International Trade

2024’s profusion of government elections: A potential disruptor for the supply chain?

A total of 76 countries are expected to hold major elections in 2024, according to the Economist Intelligence Unit, among them eight of the world’s ten most populous countries – Bangladesh, Brazil, India, Indonesia, Mexico, Pakistan, Russia and the United States as well as other strategically-important states such as the UK and Taiwan.

What impact are the new governments elected this year likely to have on supply chains and global trade?

Professor John Manners-Bell, CEO of UK-based supply chain and logistics market research consultancy, Transport Intelligence (Ti), underlines that while traditionally these elections would have been fought between free marketeers on the political right and interventionists on the left, this neat division no longer appears to hold.

The so-called ‘Washington Consensus’ – the belief in a relentless march towards open markets and free trade – has fractured, and politicians on both sides of the divide are standing on the platform of protectionism, industrial strategies and state aid.

Manners-Bell argues that this has already had a major impact on many supply chains which have been constrained to adapt to the new political reality.

Professor John Manners-Bell, CEO of Transport Intelligence (Ti)

India’s Economic Aspirations

In India, Prime Minister Narendra Modi is eyeing a third term at the helm of the world’s fifth largest economy. His economic strategy has been largely-focused on creating a viable alternative to China as a major manufacturing hub in Asia.

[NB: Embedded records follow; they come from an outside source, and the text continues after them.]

PR #390, opened 2025-07-24
updated filter all checkbox to have aria-label, added selectable opti…

joefitter:
…ons to number in title


src/shared/views/components/Filters.tsx
```diff
@@ -59,7 +59,11 @@ export const Filters = ({ filters, url, title }: FiltersProps) => {
               <T filtered={filtered} total={total} className={clsx('filtered-label', { 'js-hidden': !filtered })} raw>
                 filters.summary
               </T>
-              <span className={clsx('non-filtered-label', { 'js-hidden': filtered })}>{total}</span>)
+              <span className={clsx('non-filtered-label', { 'js-hidden': filtered })}>
+                {total}
+                <span className="govuk-visually-hidden"> selectable options</span>
```
wheelsandcogs, line 64: Does `selectable options` need to be translated?

PR #399, opened 2025-07-28
hardcode support email instead of using env

wheelsandcogs:
We have the correct support emails now so might as well just hard code them instead of adding extra env vars.


j-maynard (approved):
LGTM 🤘🏻

PR #403, opened 2025-07-29
SW-955: make lang cookie httpOnly

wheelsandcogs:
Per recommendation from the IT Healthcheck - 

Set the language cookie HttpOnly flag so that it cannot be accessed by client-side scripts.


j-maynard (approved):
lgtm 🤘🏻

PR #404, opened 2025-07-29
Updating guidance to reflect current build

hdthomps:


wheelsandcogs (changes requested):
PR looks fine except you've committed some css files that have previously been removed. Please delete your `src/public` dir as it's been moved elsewhere.

wheelsandcogs (approved):

PR #405, opened 2025-07-29
fix react warnings about value prop

wheelsandcogs:
React will whinge about using the prop "value" on inputs:

>Warning: Failed prop type: You provided a `value` prop to a form field without an `onChange` handler. This will render a read-only field. If the field should be mutable use `defaultValue`. Otherwise, set either `onChange` or `readOnly`.

Use "defaultValue" instead and the warning log messages will go away.


j-maynard (approved):
LGTM 🤘🏻

PR #406, opened 2025-07-29
SW-817: show alternate title + [Not yet translated] if not available in current language

wheelsandcogs:
If we do not have a translated title yet, then display the original title along with "Not yet translated" in the appropriate language.

Screenshot 2025-07-29 at 15 06 09

Screenshot 2025-07-29 at 15 06 16


j-maynard (approved):
LGTM... Although dislike it 🤘🏻

PR #409, opened 2025-07-30
SW-696: Cookie banner and settings page

wheelsandcogs:
Adds a banner to the top of the site informing the user about our use of cookies.

Also replaces the cookies page with new text and a form to control settings.

Screenshot 2025-07-30 at 17 46 28


j-maynard (approved):
LGTM generally but we'll need to do things mentioned in Slack and in the comment.

PR #1600, opened 2023-02-01
feat: redirect waypoint plugins to integrations

zchsh:
## 🔗 Relevant links

- [Preview link][preview] 🔎
- [Asana task][task] 🎟️

## 🗒️ What

Adds redirects from `/waypoint/plugins` to `/waypoint/integrations`.

🚧 **TODO**: Determine whether we also want to remove `/waypoint/plugins` content, and links to Waypoint plugins from within Dev Dot (such as in the top nav). If so, should probably follow this PR up pretty quickly with that work. We'd remove `src/pages/waypoint/plugins`, and the top nav link, and there are probably some other stray links we'd want to update. As well, we should ensure the Waypoint team knows that content in `website/content/plugins` will no longer be rendered to Dev Dot.

## 🛠️ How

Adds a redirect from `/waypoint/plugins/:slug` to `/waypoint/integrations/BrandonRomano/:slug`, as well as a simple redirect from`/waypoint/plugins` to `/waypoint/integrations`.

 🚧 **TODO**: likely want to update `BrandonRomano` to be `HashiCorp` in URLs. Or `hashicorp`? Not sure on casing. This change probably makes sense to do _after_ moving integrations over so the API reflects this change - which I think would be captured by 🎟 [Migrate `BrandonRomano/waypoint` fork to `HashiCorp/waypoint` branch](https://app.asana.com/0/1203792701577283/1203868826798341).

## 🧪 Testing

Visit all of the following `/waypoint/plugins` links, and confirm they redirect as expected, to pages that exist:

- [/waypoint/plugins][/waypoint/plugins]
- [/waypoint/plugins/aws-ec2][/waypoint/plugins/aws-ec2]
- [/waypoint/plugins/aws-ecs][/waypoint/plugins/aws-ecs]
- [/waypoint/plugins/aws-lambda][/waypoint/plugins/aws-lambda]
- [/waypoint/plugins/aws-ssm][/waypoint/plugins/aws-ssm]
- [/waypoint/plugins/azure-container-instance][/waypoint/plugins/azure-container-instance]
- [/waypoint/plugins/consul][/waypoint/plugins/consul]
- [/waypoint/plugins/docker][/waypoint/plugins/docker]
- [/waypoint/plugins/exec][/waypoint/plugins/exec]
- [/waypoint/plugins/google-cloud-run][/waypoint/plugins/google-cloud-run]
- [/waypoint/plugins/helm][/waypoint/plugins/helm]
[...]

PR #1602, opened 2023-02-01
feat: rewrite waypoint plugins → integrations

zchsh:
## 🔗 Relevant links

- [Preview link][preview] 🔎
- [Asana task][task] 🎟️

## 🗒️ What

This PR adds rewriting logic for URLs redirected in #1600. The intent here is to avoid rendering links on our site that we know will redirect.

> **Note**: ideally we'd update these links in content, and this is something we'll want to do regardless. However, we won't catch past versions, and we'll also have to co-ordinate those rewrites in content with the launch of Waypoint integrations, so this approach of automatically fixing the links at `getStaticProps` time felt like it would be a helpful solution for initial launch.

## 🛠️ How

🚧 TODO

- feat: waypoint plugins → integrations for docs
- chore: move rewrite fn to lib/content-adjustments
- feat: waypoint plugins → integrations in tutorials

## 🧪 Testing

🚧 TODO

## 💭 Anything else?

Not at the moment!

[task]: https://app.asana.com/0/1203792701577283/1203812579407375/f
[preview]: https://developer.hashicorp.com


src/lib/content-adjustments/rewrite-waypoint-plugins-to-integrations.ts
```diff
@@ -0,0 +1,49 @@
...
+		// Handle the root path
+		return '/waypoint/integrations'
+	} else if (inputUrl.startsWith('/waypoint/plugins')) {
+		// Handle all plugins paths
+		const pluginSlug = inputUrl.replace('/waypoint/plugins/', '')
+		// Note: under `/plugins` we only ever had official `hashicorp` plugins
+		// TODO: confirm whether the above is true, I'm actually not sure
+		//       (if this isn't true, could maybe do an old plugin name -> org map?)
+		// TODO: update from `BrandonRomano` to `hashicorp` once API content updates
+		const pluginOrg = 'BrandonRomano'
```
BrandonRomano, line 43: I've included this in https://app.asana.com/0/1203792701577283/1203879536690930

BrandonRomano (approved):
This feels like it gets the job done for now! 

I spun up a few tasks to eventually unwind from this, but this feels like a decent temporary solution for now.

https://app.asana.com/0/1203792616809419/1203879536690933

This has seen the deployment of a dual approach combining market intervention and protectionism in an attempt to ‘incubate’ vital industries, especially those in the high tech space.

“Looking to the future, Modi appears committed to developing India’s own semiconductor sector as well as driving forward investment in green transition technologies, especially electric vehicles. In this respect he is drawing from China’s playbook: limit foreign imports; encourage nascent high value industries through subsidies; and promote exports.”

Whilst this, ‘have cake and eat it’ approach may not be very popular with countries looking to exploit India’s burgeoning domestic market, the US and Europe have little choice but to accept it if they want to reduce their dependence on China, Manners-Bell observes.

“With very little chance of Modi being defeated, the world can expect more of the same in terms of supply chain policy. He has been careful to stress India’s non-aligned status which has allowed India to benefit from cheap Russian oil whilst being courted by the US. However, there is still a long way to go before India can challenge China as the largest economic power in the region.”

Meanwhile, in the US, electors will go to the polls in November very probably facing a choice between former President Trump and President Biden.

In terms of trade or supply chain policy there is little to choose between either candidate.

Both administrations have introduced legislation during their respective terms in office to protect US manufacturing by increasing the cost of Chinese imports through a range of tariffs.

A bipartisan report by a House Committee published last month recommended that the government should go further by removing China from its Permanent Normal Trade Relations list which would allow across-the-board tariffs on all goods. Concurrently, huge amounts of subsidies have been granted to companies establishing manufacturing in the country, latterly to those specializing in green technologies and semiconductor production.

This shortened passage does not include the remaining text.